You can find the complete, commented code up on [github](https://github.com/hrbrmstr/snowfirst).
The Washingon Post did another great story+vis, this time on states [Spending seized assets](http://www.washingtonpost.com/wp-srv/special/investigative/asset-seizures/).
According to their sub-head:
>_Since 2008, about 5,400 police agencies have spent $2.5 billion in proceeds from cash and property seized under federal civil forfeiture laws. Police suspected the assets were linked to crime, although in 81 percent of cases no one was indicted._
Their interactive visualization lets you drill down into each state to examine the spending in each category. Since the WaPo team made the [data available](http://www.washingtonpost.com/wp-srv/special/investigative/asset-seizures/data/all.json) [JSON] I thought it might be interesting to take a look at a comparison across states (i.e. who are the “big spenders” of this siezed hoarde). Here’s a snippet of the JSON:
{"states": [
{
"st": "AK",
"stn": "Alaska",
"total": 8470032,
"cats":
[{ "weapons": 1649832,
"electronicSurv": 402490,
"infoRewards": 760730,
"travTrain": 848128,
"commPrograms": 121664,
"salaryOvertime": 776766,
"other": 1487613,
"commComp": 1288439,
"buildImprov": 1134370 }],
"agencies": [
{
"aid": "AK0012700",
"aname": "Airport Police & Fire Ted Stevens Anch Int'L Arpt",
"total": 611553,
"cats":
[{ "weapons": 214296, "travTrain": 44467, "other": 215464, "commComp": 127308, "buildImprov": 10019 }]
},
{
"aid": "AK0010100",
"aname": "Anchorage Police Department",
"total": 3961497,
"cats":
[{ "weapons": 1104777, "electronicSurv": 94741, "infoRewards": 743230, "travTrain": 409474, "salaryOvertime": 770709, "other": 395317, "commComp": 249220, "buildImprov": 194029 }]
},
Getting the data was easy (in R, of course!). Let’s setup the packages we’ll need:
library(data.table)
library(dplyr)
library(tidyr)
library(ggplot2)
library(scales)
library(grid)
library(statebins)
library(gridExtra)
We also need `jsonlite`, but only to parse the data (which I’ve downloaded locally), so we’ll just do that in one standalone line:
data <- jsonlite::fromJSON("all.json", simplifyVector=FALSE)
It’s not fair (or valid) to just compare totals since some states have a larger population than others, so we’ll show the data twice, once in raw totals and once with a per-capita lens. For that, we’ll need population data:
pop <- read.csv("http://www.census.gov/popest/data/state/asrh/2013/files/SCPRC-EST2013-18+POP-RES.csv", stringsAsFactors=FALSE)

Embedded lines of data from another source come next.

PR #672, opened 2026-05-03
fix: block agent turns on WS quota check failure (issue #666)

### LINKED ISSUE #666: WebSocket: non-HTTP exceptions in quota check silently bypass enforcement
## What happened
In the WebSocket `user_message` handler (`src/api/routes/messages.py:668-701`), the quota enforcement try/except block catches non-HTTPException errors with a bare `except Exception` and only logs a warning — the code falls through and **creates the agent turn anyway**.

```python
except HTTPException as _quota_exc:
    await manager.send(..., "QUOTA_EXCEEDED", ...)
    continue
except Exception as _quota_exc:
    log.warning("WS quota check error: %s", _quota_exc)
    # ← falls through to create turn_task below

# ...
sess.turn_task = asyncio.create_task(_run_turn(), ...)
```

If the quota enforcer raises a non-HTTP exception (e.g., `ValueError`, `RuntimeError`, `AttributeError` from a misconfigured quota config), the error is silently swallowed and the agent turn proceeds without any rate or budget enforcement.

## What expected
The `except Exception` handler should also send an error message and `continue` (or raise), preventing the turn from proceeding when quota enforcement fails unexpectedly.

## Steps to reproduce
1. Misconfigure the quota settings to trigger a non-HTTP error in `enforcer.check_request_rate()` or `enforcer.check_token_budget()`.
2. Send a WebSocket user message.
3. Observe that the quota error is only logged, and the agent turn runs anyway.

## Evidence
**Location**: `src/api/routes/messages.py:684-685`
```python
except Exception as _quota_exc:
    log.warning("WS quota check error: %s", _quota_exc)
```

**Compare with HTTP exception path** (lines 677-683):
```python
except HTTPException as _quota_exc:
    await manager.send(
        session_id, "error",
        {"code": "QUOTA_EXCEEDED", "message": _quota_exc.detail},
    )
    continue
```

## Component
API — WebSocket

## Severity
Medium

## Version
0.2.6

## Impact
- Quota enforcement can be silently bypassed on error conditions
- Misconfigured quota settings may go undetected while agent turns consume resources without limits
- Inconsistent with REST endpoint behavior where similar quota checks would propagate the error

## Likely cause
Defensive coding tried to prevent quota check errors from crashing the WebSocket handler but went too far — it should still block turns when quota checks fail for any reason.

## Suggested fix direction
Replace the broad `except Exception` with either:
- Send the error and `continue` like the HTTP exception path does
- Re-raise the exception to propagate to the outer handler

- Test WebSocket quota enforcement with corrupted/invalid quota config
- Verify turn is blocked when quota check raises non-HTTP exception

C0derR0cks:
Changes bare except Exception to send error + continue, preventing agent turns when quota check fails for any reason. Closes #666.


ghost (approved):
## QA Review — APPROVED ✅

**PR:** fix: block agent turns on WS quota check failure (issue #666)

**Change surface:** `src/api/routes/messages.py:684-693` — replaces bare `except Exception` log-and-fall-through with error message + `continue`, preventing agent turns from being created when quota enforcement fails unexpectedly.

**Verification against issue #666:**
- ✅ Non-HTTP exceptions in quota check now send `"QUOTA_CHECK_ERROR"` to the WS client instead of silently proceeding
- ✅ `continue` skips turn creation — identical behavior to the HTTPException path above (lines 677-683)
- ✅ Log level promoted from `warning` to `error` — appropriate for blocking failures
- ✅ Error message code `"QUOTA_CHECK_ERROR"` is distinct from `"QUOTA_EXCEEDED"`, enabling different client handling

**Edge cases:**
- ✅ If `manager.send()` itself fails inside the except handler, the outer try/except at line 752 will catch it in the WS message loop — no crash
- ✅ `continue` properly exits this iteration without creating `sess.turn_task`

**Summary:** Minimal, surgical fix that exactly addresses the reported bug. No regression risk. :white_check_mark:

colnames(pop) <- c("sumlev", "region", "divison", "state", "stn", "pop2013", "pop18p2013", "pcntest18p")
pop$stn <- gsub(" of ", " Of ", pop$stn)
We have to fix the `District of Columbia` since the WaPo data capitalizes the `Of`.
Now we need to extract the agency data. This is really straightforward with some help from the `data.table` package:
agencies <- rbindlist(lapply(data$states, function(x) {
rbindlist(lapply(x$agencies, function(y) {
data.table(st=x$st, stn=x$stn, aid=y$aid, aname=y$aname, rbindlist(y$cats))
}), fill=TRUE)
}), fill=TRUE)
The `rbindlist` `fill` option is super-handy in the event we have varying columns (and, we do in this case). It’s also wicked-fast.

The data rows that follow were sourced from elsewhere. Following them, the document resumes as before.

PR #673, opened 2026-05-03
fix: protect _tool_call_counts with threading.Lock (issue #667)

### LINKED ISSUE #667: graph.py: race condition on _tool_call_counts and active_tools_list during parallel tool execution
## What happened

During parallel tool execution (`process_tools` in `src/orchestration/graph.py`), `_invoke_one` is called from multiple threads via `ThreadPoolExecutor` (line 2529). Inside `_invoke_one`, two mutable graph-closure objects are accessed without synchronization:

### 1. `_tool_call_counts` dict (line 2148)

```python
```

This compound read-increment-write is non-atomic. When two threads execute the same tool concurrently:
- Thread A reads count=5, computes 6
- Thread B reads count=5 (before A writes), computes 6
- Both write 6, losing one increment

### 2. `active_tools_list.remove()` (line 2168)

When the hard budget is hit, `_invoke_one` removes the tool from `active_tools_list`:

```python
active_tools_list.remove(_disabled_obj)
```

Concurrent removals from this shared list can cause `ValueError` or list corruption.

### Impact

- Budget enforcement may be slightly lenient (under-counted calls) — can lead to runaway search loops or tool overuse beyond configured limits
- Hard budget disable has a narrow window for double-removal exceptions (ValueError is caught, so this is non-fatal but means a tool could stay active when it should be disabled)

## What expected

`_tool_call_counts` access and `active_tools_list` mutation within the ThreadPoolExecutor path should be protected by a lock.

## Steps to reproduce

1. Configure a task that triggers parallel tool execution (multiple simultaneous `search_web` or `google_search` calls)
2. Run with verbose logging to observe tool call counts
3. Compare actual counts (from debug logs) against `_tool_call_counts` values

Harder to reproduce deterministically but confirmed by code inspection — CPython GIL protects individual dict/list ops, but not compound operations.

## Component

orchestration — graph.py

## Severity

Medium

## Affected code

- `src/orchestration/graph.py:2147-2149` — `_tool_call_counts` compound access
- `src/orchestration/graph.py:2161-2170` — `active_tools_list` mutation during budget enforcement

## Suggested fix direction

Add a `threading.Lock` (e.g., `_tool_budget_lock`) around the budget enforcement section in `_invoke_one` (lines ~2143-2180). This section is only hit for non-exempt tools and the lock contention would be minimal.

C0derR0cks:
Adds _tool_budget_lock module-level lock to protect concurrent access to _tool_call_counts dict and active_tools_list during tool budget enforcement in build_agent_graph(). Closes #667.


ghost (approved):
## QA Review — APPROVED ✅

**PR:** fix: protect _tool_call_counts with threading.Lock (issue #667)

**Change surface:** `src/orchestration/graph.py` — adds `_tool_budget_lock = threading.Lock()` (line 1544) and wraps the compound read-increment-write + active_tools_list mutation in `with _tool_budget_lock:` (lines 2149-2178).

**Verification against issue #667:**
- ✅ `_tool_call_counts.get()` + increment + assignment is now atomic under the lock — no lost increments from concurrent ThreadPoolExecutor threads
- ✅ `active_tools_list.remove()` is now serialized — eliminates the `ValueError` race window
- ✅ `_tool_lookup.pop()`, `_active_names.discard()`, `session_state.deny_tool()`, and `_tool_version[0] += 1` are all protected as part of the same critical section
- ✅ Soft budget path (`_TOOL_BUDGET_SOFT`) is also inside the lock, which is fine since it only appends to the return `ToolMessage` (no shared mutable state mutation there)

**Lock discipline:**
- ✅ Lock acquisition is fast — the critical section is short (no I/O, no blocking)
- ✅ Lock is created once per `build_agent_graph()` call (inside `_extend_run_fn` closure) — per-graph-turn scope
- ⚠️ **Observation (non-blocking):** The lock ordering is `_tool_budget_lock` → `_bound_cache_lock`. If any future code path acquires `_bound_cache_lock` and then enters `_invoke_one`, a deadlock would result. Currently, `bind_tools` (the primary `_bound_cache_lock` holder) does not invoke tools, so this is safe today. Consider documenting the lock ordering as a comment.

**Summary:** Correct fix for the reported race condition. The lock contention will be minimal (only hit for non-exempt tools on budget enforcement paths). :white_check_mark:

Now, we use some `dplyr` and `tidyr` to integrate the population information and summarize our data (OK, we cheat and use `melt`, but some habits are hard to break):
c_st <- agencies %>%
merge(pop[,5:6], all.x=TRUE, by="stn") %>%
gather(category, value, -st, -stn, -pop2013, -aid, -aname) %>%
group_by(st, category, pop2013) %>%
summarise(total=sum(value, na.rm=TRUE), per_capita=sum(value, na.rm=TRUE)/pop2013) %>%
select(st, category, total, per_capita)
Let’s use a series of bar charts to compare state-against state. We’ll do the initial view with just raw totals. There are 9 charts, so this graphic scrolls a bit and you can select it to make it larger:
# hack to ordering the bars by kohske : http://stackoverflow.com/a/5414445/1457051 #####
c_st <- transform(c_st, category2=factor(paste(st, category)))
c_st <- transform(c_st, category2=reorder(category2, rank(-total)))
# pretty names #####
levels(c_st$category) <- c("Weapons", "Travel, training", "Other",
"Communications, computers", "Building improvements",
"Electronic surveillance", "Information, rewards",
"Salary, overtime", "Community programs")

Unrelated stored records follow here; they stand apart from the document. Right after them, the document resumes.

PR #674, opened 2026-05-03
test(memory): update working_memory_window test for cold-cache behavior

dmitrii-northlandpositronics:
## Summary

PR #660 (sliding-window amnesia fix) changed the cold-cache path in `ConversationMemoryManager.prepare_context()` to return all stored messages before the tier cache warms up, preventing messages from being lost before background summarisation compresses them.

`test_working_memory_window` was written against the old behaviour (window capping applied on all paths) and was failing with `assert 10 == 4` on every PR since #660 merged.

gg <- ggplot(c_st, aes(x=category2, y=total))
gg <- gg + geom_bar(stat="identity", aes(fill=category))
gg <- gg + scale_y_continuous(labels=dollar)
gg <- gg + scale_x_discrete(labels=c_st$st, breaks=c_st$category2)
gg <- gg + facet_wrap(~category, scales = "free", ncol=1)
gg <- gg + labs(x="", y="")
gg <- gg + theme_bw()
gg <- gg + theme(strip.background=element_blank())
gg <- gg + theme(strip.text=element_text(size=15, face="bold"))
gg <- gg + theme(panel.margin=unit(2, "lines"))
gg <- gg + theme(panel.border=element_blank())
gg <- gg + theme(legend.position="none")
gg
Comparison of Spending Category by State (raw totals)

There are definitely a few, repeating “big spenders” in that view, but is that the _real_ story? Let’s take another look, but factoring in state population:
# change bar order to match per-capita calcuation #####
c_st <- transform(c_st, category2=reorder(category2, rank(-per_capita)))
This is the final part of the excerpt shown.